# Skittle wine fermenting again



## danda (Oct 16, 2010)

Can anyone please help me? Ive made some skittle wine, and ive added a camden tablet getting it ready for bottling, the thing is its started to referment. What do i do now? do i add some more fermentation stopper?


----------



## jeepingchick (Oct 16, 2010)

what is skittle wine????!!!! all i can picture is a little candies in the bottom with the must LOL! 

sorry i have no answer, but i had to relay my visual!!!


----------



## danda (Oct 16, 2010)

Skittle wine is my own creation and i must say its very nice. Its that nice that I have just made some more. The question is will it last until christmas??
I just need to stop it fermenting again


----------



## winemaker_3352 (Oct 16, 2010)

You can't stop an active fermentation. When fermentation was complete did you stabilize it with k-meta and sorbate? If not - that is why it is refermenting.

I think you can subject this to cold - it will slow down the fermentation and possibly stop it.


----------



## robie (Oct 16, 2010)

Subjecting the wine to cold will stop it... until it warms back up.
Did you add sugar after fermentation previously was done?

The campden tablets do not kill the yeast, they just stun them. If sorbate is not added, they will recover and start again. The sorbate sterilizes the yeast. The sorbated yeast can still eat, they just can't reproduce, so the fermentation will stop after the sterile yeast die. Together these two stop the fermentation.

If you didn't add sorbate and you back sweetened with sugar, those yeasties will start eating and reproducing again.

Like already said, along with the kmeta, you have to use sorbate.
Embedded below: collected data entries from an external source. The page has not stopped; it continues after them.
Issue #745, opened 2017-06-02
Importing MockedProvider in 1.4.0


anthonator:
When using `react-apollo` 1.2.0 I was able to import `MockedProvider` like:

```js
import { MockedProvider } from 'react-apollo/lib/test-utils';
```

Doing this in 1.4.0 causes the following error:

```
import * as React from 'react';
^^^^^^

SyntaxError: Unexpected token import
```

I'm using `mocha` and `babel` and wasn't having issues prior to 1.4.0.

**.babelrc**

```
{
  "presets": ["env", "react", "stage-2"],
  "env": {
    "test": {
      "plugins": [
        "dynamic-import-node"
      ]
    }
  }
}
```

**mocha.opts**

```
--compilers js:babel-register
--recursive
--require ./test/setup
--require babel-polyfill
--require jsdom-global/register
src/**/*.test.js
src/**/*.test.jsx
```

anthonator:
If I import `MockedProvider` with the following:

```js
import { MockedProvider } from 'react-apollo';
```

I get the following error:

```
Invariant Violation: Element type is invalid: expected a string (for built-in components) or a class/function (for composite components) but got: undefined. You likely forgot to export your component from the file it's defined in. Check the render method of `WrapperComponent`.
```

Here's the code causing this:

```js
mountedContainer = mount(
  <MockedProvider store={ store }>
    <FormContainer { ...props } />
  </MockedProvider>,
);
```

Again, this was working properly prior to 1.4.0.

jbaxleyiii:
I'm so sorry about this, this was most likely broken with the move to tree-shaking bundle. I will have a fix out tonight for this. 

Thanks for the report!

jbaxleyiii:
fixed in 1.4.1! (which is going to npm now!)

PhilippSpo:
@anthonator Is this issue resolved for you? We still see this issue in 1.4.3 right now. Not sure If we are doing something wrong 😅

anthonator:
@PhilippSpo yes, this was fixed for me

PR #748, opened 2017-06-03
Fix test utils

jbaxleyiii:
Fix for #745


tdeekens:
Hi, thanks a lot for the fix. However this still breaks for us by importing

`import { MockedProvider } from 'react-apollo/lib/test-utils';`

We get an error due to non transpiled code at 

```js
react-apollo/lib/graphql.js:19

import { Component, createElement, } from 'react';
^^^^^^
SyntaxError: Unexpected token import
```

as the ES bundle seems to require `graphql` in it's UMD factory function. Any thoughts on how to avoid this?

Issue #750, opened 2017-06-03
interface MutationOpts lacks some properties


pawsong:
### Buggy Behavior

I found [`MutationOpts`](https://github.com/apollographql/react-apollo/blob/ddd3d8faabf135dca691d20ce8ab0bc24ccc414e/src/graphql.tsx#L38) does not contains `refetchQueries`, which is documented [here](http://dev.apollodata.com/react/api-mutations.html#graphql-mutation-options-refetchQueries) and already in `apollo-client`'s [`MutationOptions`](https://github.com/apollographql/apollo-client/blob/ca17c34dc6f6da3eba682eadd166f82c3913692e/src/core/watchQueryOptions.ts#L105). Is there any reason to redefine mutation option typing in `react-apollo`?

I would let it finish fermentation again, then stabilize and clear.


----------



## danda (Oct 16, 2010)

I added pot sorbate and a campden tablet a few weeks ago then i added another campden tablet today to bottle it. I had to pop out for a few hours and put the air lock back in, when i came home it was bubbling again.


----------



## ellijaywinemaker (Oct 16, 2010)

if you want to add vodka to about 20% alc this will do the job on killing the yeast. But be sure you want this much alc in your wine. If not follow the instruction above.


----------



## Wade E (Oct 16, 2010)

How big is this batch and how much sorbate did you add? How long did you wait after adding sulfite and sorbate before sweetening? Sorry for the questions but they are needed to figure out why it started fermenting again. The bad answer to this though is that if it really is fermenting again then youll have to wait for it to finish again and stabilize again. If you added these 2 ingredients and then immediately added a sweetener then that is probably why it started again. You need to let these 2 agents get mingled into your wine very good and you also need to make sure your wine is truly done fermenting by checking it with a hydrometer a few days in a row with sg readings not changing at all. The post above is also true as by adding a higher abv liquid to your wine it will overcome the yeasts tolerance to alc thus killing the yeast.


----------



## cpfan (Oct 16, 2010)

Apparently it's fermenting because there are bubbles in the air lock. It's more likely that the wine has been warmed up, and CO2 is escaping out of the warmed up wine. I really don't think that the fermentation would suddenly start up and start spewing bubbles out of the air lock in what sounds like a couple of hours.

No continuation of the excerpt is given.